Also, Sam’s life seems to transform into Henry’s. Or something. It’s not entirely clear, but that is not necessary to appreciate the director’s methods. Syncopated editing, sharp angles, and creepy morph-melts from one scene to the next render New York a liquid continuum of confusing encounters and slick artifice – the hollow insides of a pair of ragged minds.
It is a reality with the malleable, synthetic look of “The Matrix” or playful avant-garde digital works like Michael Snow’s “Corpus Callosum.” Photocopy identical extras strut in the background, and deja vu scenes are endemic. When poor Mr. McGregor walks down a spiral staircase, it goes on, needless to say, without end.
And at this point I’m supposed to snipe that all this trickery is overdone, the plotting obvious, and the performances too serious. Frankly, I didn’t care (and, anyway, Mr. Gosling is rather good at death’s head moodiness). Obviously, “Stay” has done extensive time in the hell of test screenings and re-edits, haunted by the hollowness and indifference that is so often the result.
But there’s something to Mr. Forster’s attempt, whatever remains of it, at resisting a smooth viewing experience. Take those incomplete dissolves from one scene to the next. A character can be walking down the street and then, through the morphing of a background, be walking down a subway car. After an hour of this daisy-chaining, you begin to understand and long for the finality of the traditional cut and the relief of its clean demarcation of scenes, moods, and character focus.
It’s a successful little experiment in uncanny, subconscious dread, and, charitably viewed, part of a larger project. The authentic New York locations make the film’s dreamscape all the more disorienting with hyper real iconic locations like the Brooklyn Bridge or Pearl’s Diner downtown. And the psychopathologies of pre-gentrification old New York practically percolate in the background when Sam visits Henry’s old psychiatrist (a creepy Janeane Garofalo) in her ’60s Modernism-atrocity building.
But advertised as a vaguely supernatural thriller, “Stay” can’t help but be drawn into boring conversations: What’s going to happen next? How does it end? (And why is poor Naomi Watts, as Sam’s once-suicidal girlfriend, trapped in another fractured narrative?) In that sense, “Stay” is destined for the same fate as Jane Campion’s “In the Cut,” another atmospheric adventure in subjectivity that audiences rejected as a failed genre film.
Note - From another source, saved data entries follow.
PR #1175, opened 2015-03-28
Corrected Esuna to only remove status effects when the caster's party me...

joncloud:
...mbers within range have the same effects.


teschnei:
i'm having trouble understanding what the problem was, and how it was fixed

joncloud:
From my understanding the spell is supposed to remove a Status Effect so long as the caster and at least one party member within range has it.  It also appears to remove it from all party members that have the Status Effect (including the caster).  The previous revision appeared to only remove it from the target.

teschnei:
it removes it a debuff as long as the caster has it.  and also removes it from all party members in range, but having party members with it is not required

joncloud:
After further testing it looks like the existing code works just fine when removing Status Effects, and cast upon a party member.  When the spell is cast upon the caster it removes the Status Effect, but indicates it has no effect.

A tangential problem is that the spell can be cast on targets other than the caster.  It looks like the spell is intended to be cast on the caster itself.

It looks like the framework is executing the Lua script for each target, but it needs to execute in a specific order (party members first, caster last).  Can you recommend a technique to re-implement this?

teschnei:
why does it need a specific order?

joncloud:
If the first target is the caster, then the effects will be removed prior to the script executing for the other party members.  This will result in the local variable "has" having all false values.

teschnei:
is that not what the has array was for?

PR #1177, opened 2015-03-28
Move Mission check up

Turttle:
Moved Mission check up, before Fenrir's quest to be able to proc the
quest.

### DIFF
--- a/scripts/zones/Windurst_Waters/npcs/Leepe-Hoppe.lua
+++ b/scripts/zones/Windurst_Waters/npcs/Leepe-Hoppe.lua
@@ -29,6 +29,18 @@ function onTrigger(player,npc)
 		elseif(MissionStatus >= 1 and MissionStatus < 3) then
 			player:startEvent(0x008e); -- Keep displaying the instructions
 		end
+	elseif(player:getCurrentMission(WINDURST) == AWAKENING_OF_THE_GODS and player:getVar("MissionStatus") == 0) then
+		player:startEvent(0x02DE);
+	elseif(player:getCurrentMission(WINDURST) == AWAKENING_OF_THE_GODS and player:getVar("MissionStatus") == 1) then
+		player:startEvent(0x02DF);
+	elseif(player:getCurrentMission(WINDURST) == AWAKENING_OF_THE_GODS and player:getVar("MissionStatus") == 2) then
+		player:startEvent(0x02E3);
+	elseif(player:getCurrentMission(WINDURST) == AWAKENING_OF_THE_GODS and player:getVar("MissionStatus") == 5 and player:hasKeyItem(BOOK_OF_THE_GODS)) then
+		player:startEvent(0x02E6);
+	else
+		player:startEvent(0x0159); -- Standard Dialogue?
+	end
+	---------------------------
 	elseif(player:getQuestStatus(WINDURST,FOOD_FOR_THOUGHT) == QUEST_ACCEPTED) then
 		player:startEvent(0x0137);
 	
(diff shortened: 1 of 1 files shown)


scripts/zones/Windurst_Waters/npcs/Leepe-Hoppe.lua
```diff
@@ -29,6 +29,18 @@ function onTrigger(player,npc)
...
+		player:startEvent(0x02DE);
+	elseif(player:getCurrentMission(WINDURST) == AWAKENING_OF_THE_GODS and player:getVar("MissionStatus") == 1) then
+		player:startEvent(0x02DF);
+	elseif(player:getCurrentMission(WINDURST) == AWAKENING_OF_THE_GODS and player:getVar("MissionStatus") == 2) then
+		player:startEvent(0x02E3);
+	elseif(player:getCurrentMission(WINDURST) == AWAKENING_OF_THE_GODS and player:getVar("MissionStatus") == 5 and player:hasKeyItem(BOOK_OF_THE_GODS)) then
+		player:startEvent(0x02E6);
+	else
+		player:startEvent(0x0159); -- Standard Dialogue?
+	end
```
TeoTwawki: "end" in wrong spot for what you are trying to do.

TeoTwawki: Basically everything after that 
```lua
else
    player:startEvent(0x0159); -- Standard Dialogue?
end
```
is going to not exec because 1) the else condition will be met (because it has no conditions) and the entire conditional branch ends at "end" so the next elseif cannot be entered.

Turttle: Just moved up the mission check, at the moment is giving an endless loop of Fenrir's quest.

TeoTwawki: you can't "just move it up" like this. This is a broken script the way you have it.

scripts/zones/Windurst_Waters/npcs/Leepe-Hoppe.lua
```diff
@@ -29,6 +29,18 @@ function onTrigger(player,npc)
...
+	---------------------------
 	elseif(player:getQuestStatus(WINDURST,FOOD_FOR_THOUGHT) == QUEST_ACCEPTED) then
 		player:startEvent(0x0137);
```
TeoTwawki: This here
player:getQuestStatus(WINDURST,FOOD_FOR_THOUGHT
will never be possible to exec as you have it.

scripts/zones/Windurst_Waters/npcs/Leepe-Hoppe.lua
Turttle: ok i will revise it.

scripts/zones/Windurst_Waters/npcs/Leepe-Hoppe.lua
Turttle: I see.  would have to use a case check then?

TeoTwawki: Compare this with what you have, but most importantly, test it out. The mapserver console log will throw out errors with a line number and its best guess about what was wrong, helping you catch and correct these syntax errors.

https://www.privatepaste.com/download/990b5952d7

This is coming form a guy who's been chewed out a few times about not thoroughly testing small stuff :P

Turttle: ok going to close this pull and make a new one, after testing your suggestion it work as intended. Thx!

xdemolish: remember to test and make sure whatever it is you're sharing works before submitting a pull request :)

PR #1180, opened 2015-03-28
The Fighting Fourth questline scripting (Matched to @TeoTwawki pull, ready for pull.)

helixhamin:
This scripts the fighting fourth up until the last step. I have not put in the last step to complete, since you become part of Bastok Campaign division. Also, I (or someone) will need to add in Sandy and Windy ability to do this quest.
Completed fighting fourth. It adds in the rewards, title change, closes the questline, and sets the var for joining the Bastok fighting fourth.

### DIFF
--- a/scripts/zones/North_Gustaberg_[S]/npcs/Gebhardt.lua
+++ b/scripts/zones/North_Gustaberg_[S]/npcs/Gebhardt.lua
@@ -39,7 +39,7 @@ function onEventFinish(player,csid,option)
 --printf("CSID: %u",csid);
 --printf("RESULT: %u",option);
 
-	if(csid == 0x0066) then
+	if(csid == 0x0066 and player:getQuestStatus(CRYSTAL_WAR,THE_FIGHTING_FOURTH) == QUEST_ACCEPTED) then
 			player:delKeyItem(BATTLE_RATIONS);
 			player:setVar("THE_FIGHTING_FOURTH",1);
 	end		
--- a/scripts/zones/North_Gustaberg_[S]/npcs/Gebhardt.lua
+++ b/scripts/zones/North_Gustaberg_[S]/npcs/Gebhardt.lua
@@ -39,7 +39,7 @@ function onEventFinish(player,csid,option)
 --printf("CSID: %u",csid);
 --printf("RESULT: %u",option);
 
-	if(csid == 0x0066 and player:getQuestStatus(CRYSTAL_WAR,THE_FIGHTING_FOURTH) == QUEST_ACCEPTED) then
+	if(csid == 0x0066) then
 			player:delKeyItem(BATTLE_RATIONS);
 			player:setVar("THE_FIGHTING_FOURTH",1);
 	end		
--- a/scripts/zones/North_Gustaberg_[S]/npcs/Gebhardt.lua
+++ b/scripts/zones/North_Gustaberg_[S]/npcs/Gebhardt.lua
@@ -34,6 +34,7 @@ end;
 -----------------------------------
 -- onEventFinish
 -----------------------------------
+
 function onEventFinish(player,csid,option)
 --printf("CSID: %u",csid);
 --printf("RESULT: %u",option);
--- a/scripts/zones/North_Gustaberg_[S]/npcs/Gebhardt.lua
+++ b/scripts/zones/North_Gustaberg_[S]/npcs/Gebhardt.lua
@@ -1,0 +1,45 @@
+-----------------------------------
+-- Area: North Gustaberg (S) (I-6)
+-- NPC: Gebhardt
+-- Involved in Quests: The Fighting Fourth
+-----------------------------------
+package.loaded["scripts/zones/North_Gustaberg_[S]/TextIDs"] = nil;
+package.loaded["scripts/globals/quests"] = nil;
+-----------------------------------
+
+require("scripts/globals/quests");
+require("scripts/zones/North_Gustaberg_[S]/TextIDs");
+require("scripts/globals/keyitems");
+
+-----------------------------------
+-- onTrade Action
+-----------------------------------
+
+function onTrade(player,npc,trade)
+end;
+
+-----------------------------------
+-- onTrigger Action
+-----------------------------------
+
+function onTrigger(player,npc)
+
+	if (player:getQuestStatus(CRYSTAL_WAR,THE_FIGHTING_FOURTH) == QUEST_ACCEPTED and player:hasKeyItem(917)) == true then
+		player:startEvent(0x0066)
+	else
+		player:startEvent(0x006E)
+	end
+end;
+
+-----------------------------------
+-- onEventFinish
+-----------------------------------
+function onEventFinish(player,csid,option)
+--printf("CSID: %u",csid);
+--printf("RESULT: %u",option);
+
+	if(csid == 0x0066) then
+			player:delKeyItem(BATTLE_RATIONS);
+			player:setVar("THE_FIGHTING_FOURTH",1);
+	end		
+end;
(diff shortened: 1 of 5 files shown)


scripts/zones/North_Gustaberg_[S]/npcs/Gebhardt.lua
```diff
@@ -0,0 +1,46 @@
...
+
+-----------------------------------
+-- onEventFinish
+-----------------------------------
+
+function onEventFinish(player,csid,option)
+--printf("CSID: %u",csid);
+--printf("RESULT: %u",option);
+
+	if(csid == 0x0066 and player:getQuestStatus(CRYSTAL_WAR,THE_FIGHTING_FOURTH) == QUEST_ACCEPTED) then
```
Comment (xdemolish) [inline scripts/zones/North_Gustaberg_[S]/npcs/Gebhardt.lua]: dont need to check the quest status again since you've already checked that before starting the event (should probaly check the 'option' they chose is the one which accepts the quest, though

scripts/zones/North_Gustaberg_[S]/npcs/Roderich.lua
```diff
@@ -0,0 +1,46 @@
...
+
+-----------------------------------
+-- onEventFinish
+-----------------------------------
+
+function onEventFinish(player,csid,option)
+--printf("CSID: %u",csid);
+--printf("RESULT: %u",option);
+
+	if(csid == 0x0068 and player:getVar("THE_FIGHTING_FOURTH") == 1) then
```
Comment (xdemolish) [inline scripts/zones/North_Gustaberg_[S]/npcs/Roderich.lua]: same here, except the option (result) doesn't need checking if the result is always the same or /there's no yes/no option in the cutscene

xdemolish:
not merging for now since it can't be completed at this time

scripts/zones/North_Gustaberg_[S]/npcs/Gebhardt.lua
Comment (helixhamin) [inline scripts/zones/North_Gustaberg_[S]/npcs/Gebhardt.lua]: Concern here is that, as before, I want to make sure that completion of a stage of the quest cannot be triggered by someone using the cs command.

Comment (xdemolish) [inline scripts/zones/North_Gustaberg_[S]/npcs/Gebhardt.lua]: don't need to add gm safeguards, it's not our concern if someone broke anything by use of gm commands

helixhamin:
xdemolish, question for you. Since I need to finish the quest before merging, I need to try to figure out how to flag memberships.How do we find out how to join a given allegiance? Or do I just need to set a var? Because after this quest, you will become campaign allied to Bastok, and that is where I am having the issues. I can figure out the title, the reward, and the advancement. But, I cannot figure out where to flag nations. I checked one of the developed, like checking to see if you are a member of a nation before talking to a guard in sandy, but that doesn't seem to be the correct way to do it here (Using the 
local guardnation = BASTOK; -- SANDORIA, BASTOK, WINDURST, JEUNO
local guardtype   = 1;      -- 1: city, 2: foreign, 3: outpost, 4: border
)

xdemolish:
prolly need to add a new field in chars/char_profile for campaign allegiance (wait for @teschnei before going any further with this, though)

helixhamin:
Yes, that is another reason I haven't moved to finish the quest. Since it relies on his work, and I only know about his Sandy S work.

gedads:
Nice but wotg mission 1 still can't be made retail

scripts/zones/North_Gustaberg_[S]/npcs/Gebhardt.lua
Comment (TeoTwawki) [inline scripts/zones/North_Gustaberg_[S]/npcs/Gebhardt.lua]: Just viewing the cs via GM command shouldn't be able to actually trigger the script here anyway.

Comment (TeoTwawki) [inline scripts/zones/North_Gustaberg_[S]/npcs/Gebhardt.lua]: Only place I've seen that prob is in cs that are scripted in the zone.lua (and I have no idea how/why that happens).

TeoTwawki:
In my own pull req for the San d'Orea version of this I have temp used
```lua
local Allegiance = player:getVar("Campaign_Nation");
-- 0 = none, 1 = San d'Oria Iron Rams, 2 = Bastok Fighting Fourth, 3 = Windurst Cobras
-- Todo: change this player var into a new db field for Campaign Nation Allegiance?
```
Until its given a perm. home alongside regular nation affiliation. Will be asking Kj where he'd like that and amending soon, if any other places (like this bastok one) need same change I'll be happy to take care of that.

helixhamin:
Got it TeoTwawki. I will follow your example so the quest can be finished, because I have others I want to release waiting on this, since I am unsure how to submit separately. I have started adding in the normal npc conversation scripts, so that it seems like they are more interactive. Only focusing on the ones that aren't involved in missions/quests/etc. The little conversations that bring the area more to life, instead of motionless dolls.

scripts/zones/North_Gustaberg_[S]/npcs/Gebhardt.lua
Comment (helixhamin) [inline scripts/zones/North_Gustaberg_[S]/npcs/Gebhardt.lua]: Exactly. That is why I added the other check. Then you won't trigger by simply typing (at)cs number. This could also be a problem if the event viewer npc is in the same zone.

Comment (TeoTwawki) [inline scripts/zones/North_Gustaberg_[S]/npcs/Gebhardt.lua]: You misunderstand. The event viewer is an entirely diff script though, its impossible for code in this script to fire there. The at command should also be completely unable to make it happen (but seems to currently happen *only* for zone in cs, which needs fixed).

helixhamin:
@TeoTwawki Quick question on this. How would I remove a temporary stored var in the database? Not sure if I would need to yet for the fighting fourth, since there is also the parallel nation quest stuff that needs to be taken into account, but for cleaning up vars on any other quest I may do, I want to figure out how to do that.

TeoTwawki:
@helixhamin setting a variable's value to zero deletes it.

helixhamin:
@TeoTwawki
I want to check to see if I set the var properly:
				player:setVar("Campaign_Nation",2);
So, I set the nation for 2 based on your feedback:
-- 0 = none, 1 = San d'Oria Iron Rams, 2 = Bastok Fighting Fourth, 3 = Windurst Cobras

Let me know if there is any mistake.

scripts/zones/North_Gustaberg_[S]/npcs/Gebhardt.lua
Comment (helixhamin) [inline scripts/zones/North_Gustaberg_[S]/npcs/Gebhardt.lua]: Okay, got it. So, I can remove those checks? Or should I do them slight different?

TeoTwawki:
@helixhamin after talking with Kj I've now created new commands that work like this:
```lua
player:setCampaignAllegiance()
 -- will return current database value, which are same as what we had in the variable before
```
and
```lua
player:setCampaignAllegiance(nation)
 -- nation is a number, same ones we were using before :)
```
They won't exist till my pull request gets merged though. If yours gets merged first, I'll switch your variable over to the new command and tack that change into mine. :)

TeoTwawki:
Btw if you'd like to, its possible to collapse your commits down into 1. 

I've been just using the amend feature but rebase (or reset with option "mixed" even) can set let you put them all into one commit.

teschnei:
what kind of heathen would pick bastok
guys please, we all know theres no point in scripting anything other than windurst missions

helixhamin:
@TeoTwawki lol, wish I knew how to put it in 1 commit. Also wish I knew how to submit other stuff separately. A month or two ago, and I wouldn't know much about any of this. Still learning to help grow DSP project. 

@teschnei Actually, on retail, my home city was Windy, and always Windy, and my home city for WOTG was Windy [S]. Basically, picked Bastok because it was the easiest at that time.

TeoTwawki:
@helixhamin catch me on IRC when I'm awake, and I can teach. (I'm passing out just now, long night x_X)

helixhamin:
Replaced by #1230

PR #1184, opened 2015-03-29
Fixed changes to npc animation via [at]animatenpc not being visible at time of command use.

TeoTwawki:


teschnei:
Don't think thats right. Animate should go regardless of status. If it
doesn't, it means set animation is missing an update flag. Can you check
the binding

TeoTwawki:
Sure thing.

TeoTwawki:
Its got 
```c++
m_PBaseEntity->updatemask |= UPDATE_HP;
```
Whats it need?

teschnei:
That's weird. what's status have?

TeoTwawki:
```c++
m_PBaseEntity->status = (STATUSTYPE)lua_tointeger(L, 1);
m_PBaseEntity->loc.zone->PushPacket(m_PBaseEntity, CHAR_INRANGE, new CEntityUpdatePacket(m_PBaseEntity, ENTITY_UPDATE, UPDATE_COMBAT));
```

TeoTwawki:
incidentally, I have to send the same setStatus if I change an NPC's pos via script.

teschnei:
Okay.. That's a different problem then. NPC are missing the update in their
AI I think, then

TeoTwawki:
I think I found what I need to change, but will be an hour or 2 before I can test and amend this. I'll let you know.

TeoTwawki:
@teschnei do updatemask lines need to be before pushPacket lines or does that not matter?

teschnei:
They replace CEntityUpdatePackets. Other packets do not matter. We can talk
about it when I'm at my PC next

PR #1185, opened 2015-03-29
Bastok 8.1

Turttle:
Iron Eater typo fix. Was not loading the CS after 
the CS with Zeid in Quick Sand Cave.

### DIFF
--- a/scripts/zones/Metalworks/npcs/Iron_Eater.lua
+++ b/scripts/zones/Metalworks/npcs/Iron_Eater.lua
@@ -45,9 +45,9 @@ function onTrigger(player,npc)
 		player:startEvent(0x02cc);
 	elseif(currentMission == THE_CHAINS_THAT_BIND_US and missionStatus == 0) then
 	    player:startEvent(0x02ff); -- First cutscene of mission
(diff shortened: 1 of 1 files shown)


whasf:
how are those two lines different than line 46?

Turttle:
The statement check was split in to having (statament A) and (statementB) instead of (statementA and statementB)

scripts/zones/Metalworks/npcs/Iron_Eater.lua
```diff
@@ -45,9 +45,9 @@ function onTrigger(player,npc)
 		player:startEvent(0x02cc);
 	elseif(currentMission == THE_CHAINS_THAT_BIND_US and missionStatus == 0) then
 	    player:startEvent(0x02ff); -- First cutscene of mission
-	elseif (currentMission == THE_CHAINS_THAT_BIND_US) and (missionStatus == 2) then
+	elseif (currentMission == THE_CHAINS_THAT_BIND_US and missionStatus == 2) then
 		player:showText(npc, 8596); -- Dialogue after first cutscene
```
TeoTwawki: While its def something I'd change too (original line was bad styling) it wouldn't actually cause any functional difference, so something else had to be causing the problem.

Turttle:
derp... found the issue. Human reasons.

PR #1198, opened 2015-03-30
Packet base class refactoring

z16:
This time with testing! Everything seems to work fine although I'd still appreciate a second pair of eyes on it.

A drop-in replacement for the current packet base class. Allows for specific type casting of its contents as illustrated below while still allowing older code to use it as before, allowing for gradual replacement over time.

#### Accessors
Before:
```c++
    WBUFL(data,(0x04)-4) = PSender->id;
```

Problems:
1. `WBUFB`, `WBUFW`, `WBUFL`, `WBUFF` and `WBUFP` are easy to mix up (especially when adjusting older code)
2. `WBUFx` and `RBUFx` confusion
3. Subtracting -4 to adjust for the header offset

After:
```c++
    ref<uint32>(0x04) = PSender->id;
```
* Problem 1 fixed by explicit type declaration. Type is immediately visible
* Problem 2 fixed by providing only one type of accessor, returns reference to the buffer at the specified position
* Problem 3 fixed by being explicit about the offset, since the header is included in the buffer

#### Header adjustment

Before:
```c++
    this->type = 0x19;
    this->size = 0x7F;
```

Problem: Since `type` and `size` are both `uint8` they cannot contain all the information they need, because the type of a packet is 9 bit long. This results in having to manually convert that information and the above packet `0x119` results in `type = 0x19`, which is confusing and makes searching for it harder.

After:
```c++
    id(0x119);
    size(0x7E)
```

Problem avoided by allowing the full 9 bit to be assigned to.

#### Struct assignment (bidirectional)

Assuming the following server-side struct:
```c++
struct foo
{
    bool a;
    uint8 b;
    uint16 c;
    float d;
} some_foo;
```

Before:
```c++
    WBUFB(data, (0x0A) - 4, some_foo.a);
    WBUFB(data, (0x0B) - 4, some_foo.b);
    WBUFW(data, (0x0C) - 4, some_foo.c);
    WBUFF(data, (0x10) - 4, some_foo.d);
```

Problems
1. Tedious, 4 separate assignments
2. Need to consider alignment issues
3. Not type-safe, since `WBUFB` must be used for both `bool` and `uint8`

After:
```c++
    ref<foo>(0x0A) = some_foo;
```

Avoided all problems while being explicit about what it does. In addition it saves maintenance overhead, because only `foo` needs to be adjusted and it will continue working as expected.


teschnei:
Hurray for explanations :)

maxtherabbit:
this looks good to me

xdemolish:
*cough* https://github.com/DarkstarProject/darkstar/commit/27b916c71e8b20a40e9214332423e21863421b5d#diff-41f727a0cfa74040eaa900d63b19fb61R85

z16:
Nevar 4get.

maxtherabbit:
rip in pain ls item packet 3/9/15 - 3/30/15

PR #1209, opened 2015-04-02
1. Moved some variable out of global and into the only place in entire game that actually uses them.

TeoTwawki:
Btw The sanction NPC's have multiple issues, I'm not touching it nor changing the tables in this pull request, if I do that it'll be its own pull request.

https://github.com/DarkstarProject/darkstar/pull/1209/files?w=1

The change to Sanraku, he'll actually work if the code were to be un-commented out, its just commented out because the camera stuff doesn't exist yet. I think i was the one to briefly break him in a previous commit by local'ing something that was global and I'm just fixing it here by making it not need to be global anymore (it never should have been global'd).

### DIFF
--- a/scripts/globals/besieged.lua
+++ b/scripts/globals/besieged.lua
@@ -19,22 +19,20 @@ NYZUL_ISLE_ASSAULT_POINT = 5;
 -----------------------------------
 
 function hasRunicPortal(player,portal)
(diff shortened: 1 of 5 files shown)


TeoTwawki:
Changed my mind on part of it - now its included.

“Stay” is nowhere near as ambitious, and even 98 minutes is long for this intriguing art project. Still, the film knows where to look when it comes to getting under the skin of urban dwellers. A scene near the end calls upon the wonderful parallel-universe thrill any straphanger will recognize: spotting, through the windows, the perfectly lit people on a neighboring express train. Likewise, for all the film’s stylistic loop-de-loops, you might well feel “Stay” is just passing you by.